I was at Citicorp Center in midtown, shopping in B&N before work. Came outside and everyone was in the street on Lex looking and pointing downtown.
Got to the office (right next to Grand Central) and sat with everyone glued to radios. Absolute silence reined all day from everyone. It was the eerie-est (sp?) day on the planet. Only the phones rang with people checking up on each other. I got calls as far away as India from the relatives of my one of my associates.
It was the day the world changed for every single New Yorker.
I was living in LIC and the stench and fall-out lasted for weeks. People cried in public for months. We passed all the pictures and descriptions of the missing in Grand Central and other public fora for months and months. There were impromptu shrines everywhere, tied to lampposts, in lobbies, on street corners...
There were bomb scares galore the next day and I remember evacuating the building at least three times. There were masses of people, mostly office workers, in the streets, on Lex and all crosstreets as far as the eye could see. it was like a scene from War of the Worlds or something - BUT IT WAS REAL. It was a very scary time.
In the aftermath, my co-worker never went back to her Manhattan studio. She volunteered her time and energy to help downtown. Shortly thereafter she quit the firm and went back to school to become a nurse.
God bless her, all the workers & families, all the lost and missing. May the humans who did this horrendous thing somehow, someday realize the error of their ways.
As someone else above said there will always be a hole in the sky there and a bottomless well of sorrow here in NYC.
And, we will NEVER forget.
It was my junior year of college. A bunch of us were set to fly out to London for a semester abroad. There were 3 flights taking off from the mid-west to LaGuardia and Newark. Thank goodness the flights were all canceled before anyone in the group left.
I was on the 2nd flight, therefore I had just gotten out of the shower and turned on the TV. I remember being struck with numbness & just wanting to go to London. I
t was so selfish in retrospect. I didn't really fathom how much if affected me until we landed in the UK a week later. The world had gotten smaller for me but I also felt alone in such a foreign place. It helped learn how to cope with feelings up front instead of burying them.
I always wondered when my generation would have its "Kennedy" moment. Unfortunately, this horrific event and loss of life was it.
I keep them all & their families in my thoughts & prayers.
I was in college at FSU, in a pottery class that started at 7:30 am, went until after 10:30 and was in this really weird classroom that was outside and sort of under one of the other buildings. We were listening to Pink Floyd CDâs and never turned on the news. When the class was over we all walked outside together and they had closed the University, but nobody had come to the classroom to tell us (and we were all cell-phone-less hippies). We all walked to the union in the center of campus and it was totally silent but hundreds of people were standing in groups around the TVs mounted on the walls. One girl was sitting on the ground sobbing, but I think for the most part everybody was in shock. After we figured out what was going on we drove across town (it was completely deserted, and the radio kept saying since we were a state capitol we were a likely target) and stood in line for four hours to give blood. I spent the rest of the day sitting with my grandfather and his dog watching TV. It was the only time I ever saw him cry, and I made him meatloaf and blueberry pie for dinner. I had Pink Floyd in my head all day.
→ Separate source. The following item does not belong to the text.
Issue #2865, opened 2019-11-28
Google Drive support further enhancements


maxhora:
This ticket is to keep track of required further improvements for Google Drive `remote` implementation after https://github.com/iterative/dvc/pull/2551 will be merged into `master`:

I was a sophomore at the University of Michigan... I was in class when the planes hit, and by the time I heard anything had happened both towers had already fallen. I lived in my sorority house at the time with several girls from New York who were in hysterics because they couldn't reach their relatives. I remember thinking how thankful I was that my family lives in a small town (Blacksburg, VA).
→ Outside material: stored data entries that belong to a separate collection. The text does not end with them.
PR #3295, opened 2020-02-10
repo: raise exception if root_dir is not a directory path

skshetry:
When Repo is instantiated with invalid urls such as 'http://github.com/iterative/dvc.git',
it does os.path.realpath which is not intelligent enough and just concatenates with current
working directory, which is then traversed outward. It might happen that the outward folder
is a dvc directory which is not really what we want.

So, a check for root to be a directory is added. Otherwise, NotDvcRepoError is thrown with
a custom message.

**TLDR**: `Repo("https://github.com")` and `Repo("not existing directory")` should throw `NotDvcRepoError` even if dvc repo exists outward.

### DIFF
--- a/dvc/exceptions.py
+++ b/dvc/exceptions.py
@@ -112,18 +112,7 @@ class MoveNotDataSourceError(DvcException):
 
 
 class NotDvcRepoError(DvcException):
-    """Thrown if a directory is not a DVC repo.
-
-    Args:
-        root (str): path to the directory.
-    """
-
-    def __init__(self, root, msg=None):
-        msg = msg or (
-            "you are not inside of a DVC repository "
-            "(checked up to mount point '{}')"
-        )
-        super().__init__(msg.format(root))
+    """Thrown if a directory is not a DVC repo"""
 
 
 class DvcParserError(DvcException):
--- a/dvc/exceptions.py
+++ b/dvc/exceptions.py
@@ -118,8 +118,8 @@ class NotDvcRepoError(DvcException):
         root (str): path to the directory.
     """
 
-    def __init__(self, root):
-        msg = (
+    def __init__(self, root, msg=None):
+        msg = msg or (
             "you are not inside of a DVC repository "
             "(checked up to mount point '{}')"
         )
--- a/dvc/repo/__init__.py
+++ b/dvc/repo/__init__.py
@@ -129,10 +129,10 @@ class Repo(object):
 
     @classmethod
     def find_root(cls, root=None):
-        root_dir = os.path.abspath(os.path.realpath(root or os.getcwd()))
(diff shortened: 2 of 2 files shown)


dvc/exceptions.py
```diff
@@ -118,8 +118,8 @@ class NotDvcRepoError(DvcException):
         root (str): path to the directory.
     """
 
-    def __init__(self, root):
-        msg = (
+    def __init__(self, root, msg=None):
+        msg = msg or (
```
efiop: While we are at it, let's not include default message in the exception itself but rather provide the message when we raise. I think the only place where this is raised in `find_root`, so shouldn't be too hard to adjust, unless there are too many tests that depend on it.

dvc/repo/__init__.py
```diff
@@ -129,19 +129,19 @@ def __repr__(self):
...
     @classmethod
     def find_root(cls, root=None):
-        if root is None:
-            root = os.getcwd()
-        else:
-            root = os.path.abspath(os.path.realpath(root))
+        root_dir = os.path.abspath(os.path.realpath(root or os.getcwd()))
+
+        if not os.path.isdir(root_dir):
+            raise NotDvcRepoError(root, msg="folder {} does not exist")
```
efiop: We use `directory` terminology in code.

dvc/repo/__init__.py
```diff
@@ -129,19 +129,24 @@ def __repr__(self):
 
     @classmethod
     def find_root(cls, root=None):
-        if root is None:
-            root = os.getcwd()
-        else:
-            root = os.path.abspath(os.path.realpath(root))
+        root_dir = os.path.abspath(os.path.realpath(root or os.getcwd()))
```
pared: To avoid cwd -> relpath -> abspath in case of root == None:
we could `root_dir= os.path.abspath(os.path.relpath(root)) if root else os.getcwd()`

dvc/repo/__init__.py
```diff
@@ -129,19 +129,24 @@ def __repr__(self):
...
+
+        if not os.path.isdir(root_dir):
+            raise NotDvcRepoError("directory {} does not exist".format(root))
```
efiop: We try to enclose generated parts, so it is easier to read logs
```suggestion
            raise NotDvcRepoError("directory '{}' does not exist".format(root))
```

dvc/repo/__init__.py
skshetry: Just like what was before? I'll just rollback.

pared: as @skshetry noted, abspath is not necessary at all here

dvc/repo/__init__.py
skshetry: Updated the message.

Fast forward five and half years and you can imagine how odd it was on April 16th, 2007 to be crying on a busy street in NYC, for something that happened in that small town...
i was asleep in San Francisco when my dad (who lived in Barcelona) called and woke me up. Sept. 11th is the National Day of Catalonia (http://en.wikipedia.org/wiki/Diada) so when my dad asked if i had heard what had happened, i thought something was going on in Barcelona with the Catalan separatists. i was so sleepy! i was just like, "dad, can we talk about this later?" he just said, "turn on your television and call me after you've had coffee."
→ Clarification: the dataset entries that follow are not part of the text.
PR #3296, opened 2020-02-10
add: meaningful message upon adding overlapping paths

### LINKED ISSUE #3218: dvc add a file from data directory
From a discussion with users: https://opendatascience.slack.com/archives/CGGLZJ119/p1579704007005600 (you need access to this community)

```
$ mkdir datadir
$ cp ~/whatever/* datadir/
$ dvc add datadir/
WARNING: Output 'datadir' of 'datadir.dvc' changed because it is 'modified'

          git add datadir.dvc
$ cp ~/Downloads/newfile.csv datadir/jan2020.csv
$ dvc add datadir/jan2020.csv
ERROR: Paths for outs:                  # <-- error is terrible btw (not related to this issue).
'datadir'('datadir.dvc')
'datadir/file4'('datadir/file4.dvc')
overlap. To avoid unpredictable behaviour, rerun command with non overlapping outs paths.
```

The last command fails because the file is inside a data dir and you suppose to update (`dvc add`) the entire dir. However, a user intuition says (for some users) to add a single file.

Ideally, this should work:
```
$ dvc add datadir/jan2020.csv
'jan2020' was added to dir 'datadir' and 'datadir.dvc' changed because it is 'modified'
100% Add|██████████████████████████████████|1.00/1.00 [00:00<00:00,  2.76file/s]

	git add datadir.dvc
```

pared:

Fixes #3218

### DIFF
--- a/dvc/exceptions.py
+++ b/dvc/exceptions.py
@@ -188,17 +188,10 @@ class RecursiveAddingWhileUsingFilename(DvcException):
 
 
 class OverlappingOutputPathsError(DvcException):
-    def __init__(self, out_1, out_2):
-        super().__init__(
-            "Paths for outs:\n'{}'('{}')\n'{}'('{}')\noverlap. To avoid "
-            "unpredictable behaviour, rerun command with non overlapping outs "
-            "paths.".format(
-                str(out_1),
-                out_1.stage.relpath,
-                str(out_2),
-                out_2.stage.relpath,
-            )
-        )
+    def __init__(self, parent, overlapping_out, message):
+        self.parent = parent
+        self.overlapping_out = overlapping_out
+        super().__init__(message)
 
 
 class CheckoutErrorSuggestGit(DvcException):
--- a/dvc/repo/__init__.py
+++ b/dvc/repo/__init__.py
@@ -334,7 +334,17 @@ class Repo(object):
             for out in stage.outs:
                 for p in out.path_info.parents:
                     if p in outs:
-                        raise OverlappingOutputPathsError(outs[p], out)
+                        msg = (
+                            "Paths for outs:\n'{}'('{}')\n'{}'('{}')\n"
+                            "overlap. To avoid unpredictable behaviour, "
+                            "rerun command with non overlapping outs paths."
+                        ).format(
+                            str(outs[p]),
+                            outs[p].stage.relpath,
+                            str(out),
+                            out.stage.relpath,
+                        )
+                        raise OverlappingOutputPathsError(outs[p], out, msg)
 
         for stage in stages:
             stage_path_info = PathInfo(stage.path)
--- a/dvc/repo/add.py
+++ b/dvc/repo/add.py
@@ -4,7 +4,10 @@ import os
 import colorama
 
 from . import locked
-from ..exceptions import RecursiveAddingWhileUsingFilename
+from ..exceptions import (
+    RecursiveAddingWhileUsingFilename,
+    OverlappingOutputPathsError,
+)
 from ..output.base import OutputDoesNotExistError
 from ..progress import Tqdm
 from ..repo.scm_context import scm_context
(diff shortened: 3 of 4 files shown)


pared:
Before:
[asciicast](https://asciinema.org/a/299758)

After:
[asciicast](https://asciinema.org/a/299760)

dvc/exceptions.py
```diff
@@ -326,3 +328,16 @@ def __init__(self, path_info):
...
+    def __init__(self, parent, overlapping_out):
+        super().__init__(
+            "Cannot add '{out}', because it is overlapping with other DVC "
+            "tracked output: '{parent}'.\nTo include '{out}' in '{parent}', "
+            "run 'dvc commit {parent_stage}'".format(
+                out=overlapping_out,
+                parent=parent,
+                parent_stage=parent.stage.relpath,
+            )
+        )
```
efiop: Let's do it a bit differently. Let's only keep `OverlappingOutputPathsError`, but raise it with specific message instead of hardcoding it into the exception class itself. That way we won't spawn new entities and it will be nicely catchable from outside if needed :slightly_smiling_face:

pared: Yeah, makes sense

dvc/repo/add.py
```diff
@@ -49,7 +52,21 @@ def add(repo, targets, recursive=False, no_commit=False, fname=None):
 
             stages = _create_stages(repo, sub_targets, fname, pbar=pbar)
 
-            repo.check_modified_graph(stages)
+            try:
+                repo.check_modified_graph(stages)
+            except OverlappingOutputPathsError as e:
+                msg = (
+                    "Cannot add '{out}', because it is overlapping with other "
+                    "DVC tracked output: '{parent}'.\nTo include '{out}' in "
```
efiop: It is better to move a line down if you have `\n`. E.g.
```
"Cannot add '{out}', because it is overlapping with other "
"DVC tracked output: '{parent}'.\n"
"To include '{out}' in ..."
```
much easier to comprehend that way. Or was it black who did that?

dvc/repo/add.py
```diff
@@ -49,7 +52,21 @@ def add(repo, targets, recursive=False, no_commit=False, fname=None):
 
             stages = _create_stages(repo, sub_targets, fname, pbar=pbar)
 
-            repo.check_modified_graph(stages)
+            try:
+                repo.check_modified_graph(stages)
+            except OverlappingOutputPathsError as e:
```
efiop:
```suggestion
            except OverlappingOutputPathsError as exc:
```
DS and others complain about such naming.

tests/func/test_add.py
```diff
@@ -641,3 +641,17 @@ def test_escape_gitignore_entries(tmp_dir, scm, dvc):
...
+def test_add_from_data_dir(tmp_dir, scm, dvc, caplog):
+    tmp_dir.dvc_gen({"dir": {"file1": "file1 content"}})
+
+    tmp_dir.gen({"dir": {"file2": "file2 content"}})
+
+    with pytest.raises(OverlappingOutputPathsError) as e:
+        dvc.add(os.path.join("dir", "file2"))
+    assert str(e.value) == (
+        "Cannot add 'dir/file2', because it is overlapping with other DVC "
+        "tracked output: 'dir'.\nTo include 'dir/file2' in 'dir', run "
```
efiop: Also please create a new line after `\n` here.

dvc/repo/add.py
pared: nah, black gets in the way only when lines do not match, I probably did that to save some lines :P

efiop:
@pared Also check the tests, please.

dvc/repo/__init__.py
```diff
@@ -334,7 +334,17 @@ def _collect_graph(self, stages=None):
             for out in stage.outs:
                 for p in out.path_info.parents:
                     if p in outs:
-                        raise OverlappingOutputPathsError(outs[p], out)
+                        msg = (
+                            "Paths for outs:\n'{}'('{}')\n'{}'('{}')\noverlap."
+                            " To avoid unpredictable behaviour, "
```
efiop: Please use consistent formatting. You skip trailing space in the first line but add it in the second one. IIRC prefered way to have `str ` and not ` str`

jorgeorpinel: Agree about consistency. Idk what's preferred though, I used to put trailing space last but later I noticed most of you use trailing first so rn there's a mix throughout docs. Maybe trailing space first is best because it makes it extra obvious that it's a continuation string? Up to you, I just rec to be consistent (available to review all existing strings once you decide, please lmk).

shcheklein:
minor: we use sometimes outs sometimes outputs/output in this PR - would be probably good to use one of those consistently (probably output/outputs to avoid slang-slang)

i turned on the TV and wished i could go back to sleep, rewind the whole morning and start over.
So many people posting were students... my roommate's mom called at 6am to tell us, and we watched the news, and I called my family... I went to class but the professor canceled it, so we all just talked about what was happening... I remember preparing in case San Francisco was targeted, and then later my uncle who lives in a small town said he didn't understand why anyone in California was affected by it, and I couldn't believe that he wasn't frightened or saddened...
I too woke up in the UES of NYC to the radio/alarm clock talking about airplanes and the WTC. I sat straight up in bed and turned on the TV and called my parents in CA (they wake up really early) and they were watching already. The first plane had hit and no one knew what had happened, I remembered my mom saying that this couldn't be a mistake. As weird as it sounds I continued getting ready for work as I couldn't be late. I took a cab down 5th Avenue to 57th Street and the radio said that the Pentagon had been hit. The cab driver and I talked about not understanding what was happening.
A caller called the radio station and was crying and talking about her view of the WTC and how she had watched the second plane hit, as she was talking she started screaming, "Oh my god, the building is falling". I watched it fall as I drove downtown on 5th Ave. All down fifth avenue people were frozen, staring at the smoking buildings.
When I got to 57th street 15 people were lined up at a pay phone and I recounted to them what had happened, and they crowded around the cab to listen.
I went to work (at retail store) where one early customer was freaking out because he wanted to buy socks and we were trying to evacuate. We had to walk to our corporate office so that we could make sure everyone was accounted for. I walked into the lobby and thought about going up to a high floor and decided to stay outside.
I took a bunch of my staff home with me to 93rd street, because they couldn't get home. It took 4 hours to walk the 40 blocks with thousands of others in the heat and the silence. I ordered them pizza, and it took hours to come. I felt alone and wished I could go home to be with my family in CA, but then I realized that CA wasn't necessarily safe either. The next day the SF Bridge had a bomb threat. It was scary to feel that there was no where to go to feel safe.
What I remember most about the weekend following it was that I was on the bus and a woman got on with a dollar bill (the bus takes change or a metro card only) and when the driver told her get change she broke down crying about friends she had just lost. Everyone sprang to their feet to give her their card to use. New Yorkers were forever united by a horrible September day.
It was my second week of Journalism School in Vancouver. When I woke up, as always I turned on the television news just after the first plane hit. We watched the second plane hit on live TV.
On my way to school, I listened to the ABC news feed being broadcast on our local news station. I heard the towers fall on live radio.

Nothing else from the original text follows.